*Your objective*.
The expected result is the material below, reproduced exactly from its first line through the line containing "### LINKED ISSUE".

*Task inputs*.
◆ ◆ ◆ ◆ ◆ ◆ ◆

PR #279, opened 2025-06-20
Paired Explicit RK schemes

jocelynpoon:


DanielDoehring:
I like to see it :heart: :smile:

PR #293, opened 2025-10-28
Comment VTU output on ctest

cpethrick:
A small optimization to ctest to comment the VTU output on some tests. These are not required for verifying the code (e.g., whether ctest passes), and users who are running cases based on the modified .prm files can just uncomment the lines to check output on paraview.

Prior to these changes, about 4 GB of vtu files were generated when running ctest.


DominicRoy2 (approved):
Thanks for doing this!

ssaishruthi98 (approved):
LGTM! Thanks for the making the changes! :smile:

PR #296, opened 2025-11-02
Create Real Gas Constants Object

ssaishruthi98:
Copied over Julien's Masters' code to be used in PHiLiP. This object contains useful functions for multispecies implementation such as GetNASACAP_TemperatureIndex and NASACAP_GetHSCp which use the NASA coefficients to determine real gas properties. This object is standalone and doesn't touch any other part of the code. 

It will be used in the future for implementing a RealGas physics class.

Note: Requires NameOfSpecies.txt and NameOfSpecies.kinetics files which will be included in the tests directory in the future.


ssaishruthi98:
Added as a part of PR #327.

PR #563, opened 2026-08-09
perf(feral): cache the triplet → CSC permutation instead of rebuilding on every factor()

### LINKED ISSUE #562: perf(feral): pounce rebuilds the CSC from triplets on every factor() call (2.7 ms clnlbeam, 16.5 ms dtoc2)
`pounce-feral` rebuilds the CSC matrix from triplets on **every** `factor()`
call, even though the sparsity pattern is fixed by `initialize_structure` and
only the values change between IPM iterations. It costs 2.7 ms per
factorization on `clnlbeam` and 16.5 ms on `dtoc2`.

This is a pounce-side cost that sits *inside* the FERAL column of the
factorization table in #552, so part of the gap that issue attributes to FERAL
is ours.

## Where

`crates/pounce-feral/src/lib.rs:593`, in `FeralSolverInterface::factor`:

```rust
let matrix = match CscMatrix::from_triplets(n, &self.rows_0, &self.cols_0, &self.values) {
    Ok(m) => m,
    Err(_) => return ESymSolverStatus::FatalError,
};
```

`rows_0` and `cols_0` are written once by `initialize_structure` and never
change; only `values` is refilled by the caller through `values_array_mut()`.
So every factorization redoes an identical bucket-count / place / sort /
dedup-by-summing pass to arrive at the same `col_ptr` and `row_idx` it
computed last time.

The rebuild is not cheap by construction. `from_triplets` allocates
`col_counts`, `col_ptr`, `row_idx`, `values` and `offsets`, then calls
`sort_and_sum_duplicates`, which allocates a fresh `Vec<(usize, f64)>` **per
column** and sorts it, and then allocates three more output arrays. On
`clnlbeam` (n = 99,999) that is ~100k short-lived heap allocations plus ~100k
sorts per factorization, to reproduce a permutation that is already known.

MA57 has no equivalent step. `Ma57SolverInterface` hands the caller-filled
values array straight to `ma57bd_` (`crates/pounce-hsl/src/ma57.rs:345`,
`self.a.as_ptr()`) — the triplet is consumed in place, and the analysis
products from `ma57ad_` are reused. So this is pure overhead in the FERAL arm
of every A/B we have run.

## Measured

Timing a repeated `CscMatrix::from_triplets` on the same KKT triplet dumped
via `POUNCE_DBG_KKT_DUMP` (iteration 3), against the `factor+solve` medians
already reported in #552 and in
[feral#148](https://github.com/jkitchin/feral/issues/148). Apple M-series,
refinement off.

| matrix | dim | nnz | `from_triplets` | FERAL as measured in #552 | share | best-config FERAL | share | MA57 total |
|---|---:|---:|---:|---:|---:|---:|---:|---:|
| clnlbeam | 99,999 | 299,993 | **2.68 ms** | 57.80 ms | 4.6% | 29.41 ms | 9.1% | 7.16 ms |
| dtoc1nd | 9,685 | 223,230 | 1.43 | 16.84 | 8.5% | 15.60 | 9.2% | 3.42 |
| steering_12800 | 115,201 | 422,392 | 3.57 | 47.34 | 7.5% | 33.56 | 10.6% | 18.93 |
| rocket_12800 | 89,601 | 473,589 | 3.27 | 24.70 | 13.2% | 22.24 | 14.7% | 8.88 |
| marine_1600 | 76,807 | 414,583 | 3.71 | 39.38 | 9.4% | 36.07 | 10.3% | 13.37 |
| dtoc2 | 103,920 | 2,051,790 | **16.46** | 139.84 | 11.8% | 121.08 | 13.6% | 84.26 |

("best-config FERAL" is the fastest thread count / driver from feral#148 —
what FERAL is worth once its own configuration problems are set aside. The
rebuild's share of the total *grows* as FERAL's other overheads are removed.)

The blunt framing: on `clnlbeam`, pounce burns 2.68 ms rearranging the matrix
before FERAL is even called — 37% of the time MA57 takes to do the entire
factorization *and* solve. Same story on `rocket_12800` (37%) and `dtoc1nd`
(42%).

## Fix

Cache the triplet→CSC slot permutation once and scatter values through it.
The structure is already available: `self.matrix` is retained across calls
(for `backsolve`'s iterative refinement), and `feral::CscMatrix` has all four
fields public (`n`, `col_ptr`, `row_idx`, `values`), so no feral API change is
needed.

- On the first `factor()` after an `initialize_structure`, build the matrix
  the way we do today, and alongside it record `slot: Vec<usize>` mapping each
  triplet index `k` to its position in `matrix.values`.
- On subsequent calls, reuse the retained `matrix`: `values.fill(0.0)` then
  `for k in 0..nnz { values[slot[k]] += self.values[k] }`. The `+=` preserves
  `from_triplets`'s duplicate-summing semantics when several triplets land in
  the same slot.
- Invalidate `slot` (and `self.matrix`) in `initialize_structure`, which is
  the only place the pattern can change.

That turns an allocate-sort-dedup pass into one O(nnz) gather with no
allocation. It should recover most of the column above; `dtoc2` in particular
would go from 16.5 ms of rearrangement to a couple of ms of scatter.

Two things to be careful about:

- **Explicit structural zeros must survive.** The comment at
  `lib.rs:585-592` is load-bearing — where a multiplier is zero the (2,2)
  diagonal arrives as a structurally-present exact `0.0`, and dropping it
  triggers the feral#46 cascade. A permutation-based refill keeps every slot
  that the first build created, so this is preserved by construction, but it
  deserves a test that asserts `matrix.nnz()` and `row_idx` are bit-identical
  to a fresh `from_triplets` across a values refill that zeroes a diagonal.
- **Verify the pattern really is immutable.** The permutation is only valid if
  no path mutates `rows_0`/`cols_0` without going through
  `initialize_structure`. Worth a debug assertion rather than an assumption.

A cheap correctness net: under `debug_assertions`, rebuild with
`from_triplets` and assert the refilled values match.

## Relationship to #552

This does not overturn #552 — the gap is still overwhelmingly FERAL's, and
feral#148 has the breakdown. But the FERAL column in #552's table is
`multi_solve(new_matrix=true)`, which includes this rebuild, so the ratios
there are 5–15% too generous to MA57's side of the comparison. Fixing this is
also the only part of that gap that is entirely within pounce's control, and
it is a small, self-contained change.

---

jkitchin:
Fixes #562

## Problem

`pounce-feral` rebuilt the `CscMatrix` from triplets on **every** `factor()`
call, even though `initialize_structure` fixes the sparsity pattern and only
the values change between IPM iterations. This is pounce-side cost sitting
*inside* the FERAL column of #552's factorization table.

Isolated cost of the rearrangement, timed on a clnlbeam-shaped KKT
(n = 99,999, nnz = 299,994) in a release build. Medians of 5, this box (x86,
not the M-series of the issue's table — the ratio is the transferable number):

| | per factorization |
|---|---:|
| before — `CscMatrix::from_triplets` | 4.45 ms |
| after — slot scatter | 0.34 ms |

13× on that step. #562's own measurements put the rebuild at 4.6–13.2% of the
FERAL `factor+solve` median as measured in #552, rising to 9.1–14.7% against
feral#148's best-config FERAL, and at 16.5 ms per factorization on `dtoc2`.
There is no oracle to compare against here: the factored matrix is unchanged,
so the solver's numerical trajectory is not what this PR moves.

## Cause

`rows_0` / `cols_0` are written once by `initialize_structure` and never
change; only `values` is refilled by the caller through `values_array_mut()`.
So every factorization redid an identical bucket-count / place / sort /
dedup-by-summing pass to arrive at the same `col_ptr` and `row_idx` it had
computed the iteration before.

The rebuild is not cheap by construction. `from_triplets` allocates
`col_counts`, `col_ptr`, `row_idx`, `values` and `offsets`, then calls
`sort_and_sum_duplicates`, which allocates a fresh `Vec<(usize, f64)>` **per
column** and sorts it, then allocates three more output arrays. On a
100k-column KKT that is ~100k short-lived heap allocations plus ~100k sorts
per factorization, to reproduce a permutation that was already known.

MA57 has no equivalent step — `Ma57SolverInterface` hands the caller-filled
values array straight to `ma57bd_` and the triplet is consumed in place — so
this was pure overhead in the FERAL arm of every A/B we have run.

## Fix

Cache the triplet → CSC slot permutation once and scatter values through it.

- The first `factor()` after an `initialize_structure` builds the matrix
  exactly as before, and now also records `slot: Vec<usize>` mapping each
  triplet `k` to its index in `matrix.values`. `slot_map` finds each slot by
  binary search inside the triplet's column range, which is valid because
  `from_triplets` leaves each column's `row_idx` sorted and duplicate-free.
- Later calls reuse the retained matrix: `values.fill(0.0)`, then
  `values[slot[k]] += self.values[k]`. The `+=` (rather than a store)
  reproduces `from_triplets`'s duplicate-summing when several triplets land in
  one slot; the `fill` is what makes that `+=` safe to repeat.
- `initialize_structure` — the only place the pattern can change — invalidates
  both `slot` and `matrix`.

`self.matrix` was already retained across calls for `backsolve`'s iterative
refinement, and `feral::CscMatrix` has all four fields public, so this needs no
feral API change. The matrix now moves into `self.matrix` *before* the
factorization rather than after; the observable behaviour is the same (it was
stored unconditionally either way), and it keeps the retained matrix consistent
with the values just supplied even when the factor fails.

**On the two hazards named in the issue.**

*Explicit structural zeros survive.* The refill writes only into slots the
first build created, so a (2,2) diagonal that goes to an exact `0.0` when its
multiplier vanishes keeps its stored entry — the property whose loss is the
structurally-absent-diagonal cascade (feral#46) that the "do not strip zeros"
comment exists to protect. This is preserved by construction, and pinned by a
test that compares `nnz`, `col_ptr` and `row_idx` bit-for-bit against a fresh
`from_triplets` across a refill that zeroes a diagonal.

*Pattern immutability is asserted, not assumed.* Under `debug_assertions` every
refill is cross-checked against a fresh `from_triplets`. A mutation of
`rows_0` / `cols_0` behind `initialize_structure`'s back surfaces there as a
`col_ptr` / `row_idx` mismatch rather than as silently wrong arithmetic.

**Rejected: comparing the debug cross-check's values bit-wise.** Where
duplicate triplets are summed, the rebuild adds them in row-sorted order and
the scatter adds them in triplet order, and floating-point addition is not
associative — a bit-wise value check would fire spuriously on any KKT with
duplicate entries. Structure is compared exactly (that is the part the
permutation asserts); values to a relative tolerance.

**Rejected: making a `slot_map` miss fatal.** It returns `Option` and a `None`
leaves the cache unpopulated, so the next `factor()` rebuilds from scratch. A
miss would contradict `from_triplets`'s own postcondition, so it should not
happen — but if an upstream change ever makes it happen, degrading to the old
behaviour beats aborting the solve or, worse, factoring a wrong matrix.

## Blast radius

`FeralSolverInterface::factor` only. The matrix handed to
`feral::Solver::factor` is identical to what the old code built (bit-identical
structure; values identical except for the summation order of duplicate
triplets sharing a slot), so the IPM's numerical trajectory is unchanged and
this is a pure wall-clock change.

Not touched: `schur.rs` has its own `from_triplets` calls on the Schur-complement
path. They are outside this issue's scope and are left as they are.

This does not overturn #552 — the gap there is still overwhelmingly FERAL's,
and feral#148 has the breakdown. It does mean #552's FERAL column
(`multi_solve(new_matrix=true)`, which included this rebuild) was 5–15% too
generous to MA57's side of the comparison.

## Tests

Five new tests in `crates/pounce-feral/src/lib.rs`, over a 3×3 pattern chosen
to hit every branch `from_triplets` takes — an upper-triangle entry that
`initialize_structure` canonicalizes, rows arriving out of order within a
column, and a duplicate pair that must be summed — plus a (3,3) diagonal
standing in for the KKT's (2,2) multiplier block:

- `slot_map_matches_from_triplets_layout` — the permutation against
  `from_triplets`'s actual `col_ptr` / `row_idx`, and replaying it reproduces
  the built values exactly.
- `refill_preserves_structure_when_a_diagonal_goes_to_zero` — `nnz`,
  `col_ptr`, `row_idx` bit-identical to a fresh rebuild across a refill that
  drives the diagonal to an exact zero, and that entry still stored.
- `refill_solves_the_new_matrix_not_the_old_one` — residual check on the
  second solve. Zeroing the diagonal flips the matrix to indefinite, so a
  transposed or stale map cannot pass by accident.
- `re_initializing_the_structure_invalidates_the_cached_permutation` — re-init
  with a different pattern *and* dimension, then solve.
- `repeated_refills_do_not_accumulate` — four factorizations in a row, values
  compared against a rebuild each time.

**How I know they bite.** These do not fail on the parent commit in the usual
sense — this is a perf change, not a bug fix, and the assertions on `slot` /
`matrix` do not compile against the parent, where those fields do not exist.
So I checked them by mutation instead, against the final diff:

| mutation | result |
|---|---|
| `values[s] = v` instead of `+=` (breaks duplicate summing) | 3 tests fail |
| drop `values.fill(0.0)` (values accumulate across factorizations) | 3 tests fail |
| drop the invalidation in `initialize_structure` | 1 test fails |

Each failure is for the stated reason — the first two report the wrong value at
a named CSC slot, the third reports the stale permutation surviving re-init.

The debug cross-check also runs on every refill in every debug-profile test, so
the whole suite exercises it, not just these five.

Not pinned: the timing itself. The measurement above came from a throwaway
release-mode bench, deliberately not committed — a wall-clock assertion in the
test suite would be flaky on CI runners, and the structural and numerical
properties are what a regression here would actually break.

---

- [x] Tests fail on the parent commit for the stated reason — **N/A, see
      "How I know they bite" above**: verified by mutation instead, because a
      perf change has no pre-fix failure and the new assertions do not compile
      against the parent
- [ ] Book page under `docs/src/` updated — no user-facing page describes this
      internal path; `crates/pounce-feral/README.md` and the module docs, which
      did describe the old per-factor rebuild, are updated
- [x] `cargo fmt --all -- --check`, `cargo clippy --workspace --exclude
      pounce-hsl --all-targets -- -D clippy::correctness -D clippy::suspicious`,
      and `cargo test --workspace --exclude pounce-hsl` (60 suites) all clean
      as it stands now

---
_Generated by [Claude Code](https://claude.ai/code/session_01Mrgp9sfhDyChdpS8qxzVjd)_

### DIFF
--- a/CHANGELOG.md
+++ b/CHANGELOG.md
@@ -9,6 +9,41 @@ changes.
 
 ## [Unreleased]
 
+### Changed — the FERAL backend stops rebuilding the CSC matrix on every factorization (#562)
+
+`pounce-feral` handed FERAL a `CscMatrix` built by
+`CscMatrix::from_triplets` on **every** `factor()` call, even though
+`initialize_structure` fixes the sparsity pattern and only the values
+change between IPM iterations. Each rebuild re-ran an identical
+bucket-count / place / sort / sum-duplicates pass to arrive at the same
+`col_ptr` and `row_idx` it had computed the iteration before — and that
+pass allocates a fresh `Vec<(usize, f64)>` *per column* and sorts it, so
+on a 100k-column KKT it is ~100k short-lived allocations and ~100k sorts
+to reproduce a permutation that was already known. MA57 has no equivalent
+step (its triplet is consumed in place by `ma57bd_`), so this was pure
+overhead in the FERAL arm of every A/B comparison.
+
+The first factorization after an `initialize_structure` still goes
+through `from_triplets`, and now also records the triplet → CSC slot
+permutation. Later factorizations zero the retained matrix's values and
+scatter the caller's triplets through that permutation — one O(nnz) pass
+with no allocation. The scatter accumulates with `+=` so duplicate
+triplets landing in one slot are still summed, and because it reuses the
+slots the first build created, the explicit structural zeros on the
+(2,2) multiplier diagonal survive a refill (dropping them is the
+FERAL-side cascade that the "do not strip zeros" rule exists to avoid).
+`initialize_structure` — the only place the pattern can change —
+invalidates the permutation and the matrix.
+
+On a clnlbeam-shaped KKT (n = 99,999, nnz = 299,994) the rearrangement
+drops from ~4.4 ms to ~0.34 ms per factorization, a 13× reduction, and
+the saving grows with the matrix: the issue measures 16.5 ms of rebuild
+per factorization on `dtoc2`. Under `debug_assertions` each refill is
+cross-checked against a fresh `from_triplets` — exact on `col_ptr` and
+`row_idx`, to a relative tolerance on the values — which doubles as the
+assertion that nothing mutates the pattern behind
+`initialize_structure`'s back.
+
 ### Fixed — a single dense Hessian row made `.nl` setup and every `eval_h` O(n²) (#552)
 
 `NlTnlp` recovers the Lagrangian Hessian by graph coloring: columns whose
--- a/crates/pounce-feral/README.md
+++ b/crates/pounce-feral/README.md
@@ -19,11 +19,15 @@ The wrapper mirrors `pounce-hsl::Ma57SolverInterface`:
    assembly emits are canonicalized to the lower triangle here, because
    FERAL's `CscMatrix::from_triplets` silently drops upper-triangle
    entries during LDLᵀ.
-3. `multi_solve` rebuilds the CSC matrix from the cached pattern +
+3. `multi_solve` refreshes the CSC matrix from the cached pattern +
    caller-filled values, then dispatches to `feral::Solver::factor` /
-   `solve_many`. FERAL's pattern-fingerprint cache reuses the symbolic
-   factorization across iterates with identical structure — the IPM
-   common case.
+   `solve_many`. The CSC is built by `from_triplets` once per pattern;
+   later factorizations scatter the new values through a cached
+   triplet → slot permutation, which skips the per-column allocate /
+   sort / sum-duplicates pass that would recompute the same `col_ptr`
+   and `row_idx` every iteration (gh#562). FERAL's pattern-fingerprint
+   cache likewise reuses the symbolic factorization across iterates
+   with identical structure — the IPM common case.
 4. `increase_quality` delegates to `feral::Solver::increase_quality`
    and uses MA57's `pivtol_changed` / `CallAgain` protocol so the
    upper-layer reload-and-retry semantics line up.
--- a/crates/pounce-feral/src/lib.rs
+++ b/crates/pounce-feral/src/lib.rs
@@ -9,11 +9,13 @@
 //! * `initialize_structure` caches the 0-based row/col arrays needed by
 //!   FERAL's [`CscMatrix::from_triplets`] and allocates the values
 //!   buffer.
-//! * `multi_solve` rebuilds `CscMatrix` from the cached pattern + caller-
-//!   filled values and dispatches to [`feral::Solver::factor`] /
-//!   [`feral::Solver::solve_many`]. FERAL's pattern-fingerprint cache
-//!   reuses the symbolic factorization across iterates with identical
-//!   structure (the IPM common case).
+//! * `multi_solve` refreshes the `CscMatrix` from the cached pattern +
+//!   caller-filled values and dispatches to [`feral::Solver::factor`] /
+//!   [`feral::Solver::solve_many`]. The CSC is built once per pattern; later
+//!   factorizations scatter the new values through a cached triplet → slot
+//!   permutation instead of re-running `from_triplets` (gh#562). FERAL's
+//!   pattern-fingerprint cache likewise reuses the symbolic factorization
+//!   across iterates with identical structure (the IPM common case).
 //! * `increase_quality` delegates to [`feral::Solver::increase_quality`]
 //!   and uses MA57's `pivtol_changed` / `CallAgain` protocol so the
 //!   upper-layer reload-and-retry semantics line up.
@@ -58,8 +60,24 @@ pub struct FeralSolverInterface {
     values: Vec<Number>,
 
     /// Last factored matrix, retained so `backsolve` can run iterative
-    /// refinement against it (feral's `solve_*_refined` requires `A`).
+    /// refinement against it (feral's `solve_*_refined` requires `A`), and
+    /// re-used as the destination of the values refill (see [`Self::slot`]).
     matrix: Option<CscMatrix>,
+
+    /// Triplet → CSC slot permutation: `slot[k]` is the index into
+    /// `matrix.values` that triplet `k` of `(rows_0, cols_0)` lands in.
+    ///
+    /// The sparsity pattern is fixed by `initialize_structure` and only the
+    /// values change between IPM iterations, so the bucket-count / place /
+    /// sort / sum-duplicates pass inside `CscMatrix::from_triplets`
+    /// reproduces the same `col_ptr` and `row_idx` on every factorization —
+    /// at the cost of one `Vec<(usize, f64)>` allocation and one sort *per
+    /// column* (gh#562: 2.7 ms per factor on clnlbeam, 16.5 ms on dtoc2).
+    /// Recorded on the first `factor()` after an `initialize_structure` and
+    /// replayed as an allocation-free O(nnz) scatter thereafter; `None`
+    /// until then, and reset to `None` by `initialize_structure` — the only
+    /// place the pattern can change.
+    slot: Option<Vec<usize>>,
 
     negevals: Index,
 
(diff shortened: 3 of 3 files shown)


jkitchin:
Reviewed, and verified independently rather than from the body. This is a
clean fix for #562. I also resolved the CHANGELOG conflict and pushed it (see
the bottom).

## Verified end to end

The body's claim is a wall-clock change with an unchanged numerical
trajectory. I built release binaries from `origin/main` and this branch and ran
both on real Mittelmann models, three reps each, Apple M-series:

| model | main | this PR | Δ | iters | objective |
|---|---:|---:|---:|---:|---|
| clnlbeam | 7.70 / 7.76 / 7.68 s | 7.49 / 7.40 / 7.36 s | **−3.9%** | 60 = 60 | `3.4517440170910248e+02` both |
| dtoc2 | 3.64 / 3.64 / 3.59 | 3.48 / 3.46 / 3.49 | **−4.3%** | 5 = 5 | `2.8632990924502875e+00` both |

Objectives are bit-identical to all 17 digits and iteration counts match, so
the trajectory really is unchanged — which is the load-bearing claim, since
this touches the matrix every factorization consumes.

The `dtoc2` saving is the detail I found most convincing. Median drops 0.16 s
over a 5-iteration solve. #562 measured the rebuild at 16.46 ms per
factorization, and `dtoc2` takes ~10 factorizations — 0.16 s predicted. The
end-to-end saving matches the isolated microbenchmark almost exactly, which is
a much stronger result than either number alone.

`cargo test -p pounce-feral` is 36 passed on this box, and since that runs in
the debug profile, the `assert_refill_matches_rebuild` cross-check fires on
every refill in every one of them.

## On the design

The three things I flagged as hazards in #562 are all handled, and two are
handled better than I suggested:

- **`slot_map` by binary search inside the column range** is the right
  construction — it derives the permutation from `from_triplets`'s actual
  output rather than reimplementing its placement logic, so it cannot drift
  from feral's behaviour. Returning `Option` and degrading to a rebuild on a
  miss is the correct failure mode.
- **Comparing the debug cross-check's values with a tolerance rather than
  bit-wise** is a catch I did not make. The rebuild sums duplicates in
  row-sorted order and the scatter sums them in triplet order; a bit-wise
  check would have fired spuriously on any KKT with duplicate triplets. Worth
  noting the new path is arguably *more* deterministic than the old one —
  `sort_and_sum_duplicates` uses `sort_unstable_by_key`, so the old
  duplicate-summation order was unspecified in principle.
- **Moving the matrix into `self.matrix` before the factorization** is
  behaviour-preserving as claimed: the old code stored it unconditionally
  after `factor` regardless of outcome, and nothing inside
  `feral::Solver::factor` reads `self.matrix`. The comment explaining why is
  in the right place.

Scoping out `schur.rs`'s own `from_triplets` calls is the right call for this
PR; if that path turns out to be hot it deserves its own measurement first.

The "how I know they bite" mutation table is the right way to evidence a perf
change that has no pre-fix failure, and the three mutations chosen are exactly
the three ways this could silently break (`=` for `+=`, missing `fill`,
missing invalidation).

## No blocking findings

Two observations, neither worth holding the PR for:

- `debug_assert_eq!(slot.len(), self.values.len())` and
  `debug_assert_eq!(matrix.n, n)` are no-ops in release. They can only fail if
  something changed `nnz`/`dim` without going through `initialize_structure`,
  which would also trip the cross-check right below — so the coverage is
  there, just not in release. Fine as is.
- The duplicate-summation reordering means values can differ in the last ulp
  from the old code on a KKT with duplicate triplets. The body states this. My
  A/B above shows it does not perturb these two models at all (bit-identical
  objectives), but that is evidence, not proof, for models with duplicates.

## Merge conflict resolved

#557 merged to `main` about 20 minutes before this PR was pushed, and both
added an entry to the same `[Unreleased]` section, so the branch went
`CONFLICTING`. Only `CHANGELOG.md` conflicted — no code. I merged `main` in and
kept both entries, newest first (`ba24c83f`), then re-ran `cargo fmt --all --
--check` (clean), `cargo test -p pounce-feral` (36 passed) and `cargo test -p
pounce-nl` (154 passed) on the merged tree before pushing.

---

◆ ◆ ◆ ◆ ◆ ◆ ◆

*Your response*.
PR #279, opened 2025-06-20
Paired Explicit RK schemes

jocelynpoon:


DanielDoehring:
I like to see it :heart: :smile:

PR #293, opened 2025-10-28
Comment VTU output on ctest

cpethrick:
A small optimization to ctest to comment the VTU output on some tests. These are not required for verifying the code (e.g., whether ctest passes), and users who are running cases based on the modified .prm files can just uncomment the lines to check output on paraview.

Prior to these changes, about 4 GB of vtu files were generated when running ctest.


DominicRoy2 (approved):
Thanks for doing this!

ssaishruthi98 (approved):
LGTM! Thanks for the making the changes! :smile:

PR #296, opened 2025-11-02
Create Real Gas Constants Object

ssaishruthi98:
Copied over Julien's Masters' code to be used in PHiLiP. This object contains useful functions for multispecies implementation such as GetNASACAP_TemperatureIndex and NASACAP_GetHSCp which use the NASA coefficients to determine real gas properties. This object is standalone and doesn't touch any other part of the code. 

It will be used in the future for implementing a RealGas physics class.

Note: Requires NameOfSpecies.txt and NameOfSpecies.kinetics files which will be included in the tests directory in the future.


ssaishruthi98:
Added as a part of PR #327.

PR #563, opened 2026-08-09
perf(feral): cache the triplet → CSC permutation instead of rebuilding on every factor()

### LINKED ISSUE #562: perf(feral): pounce rebuilds the CSC from triplets on every factor() call (2.7 ms clnlbeam, 16.5 ms dtoc2)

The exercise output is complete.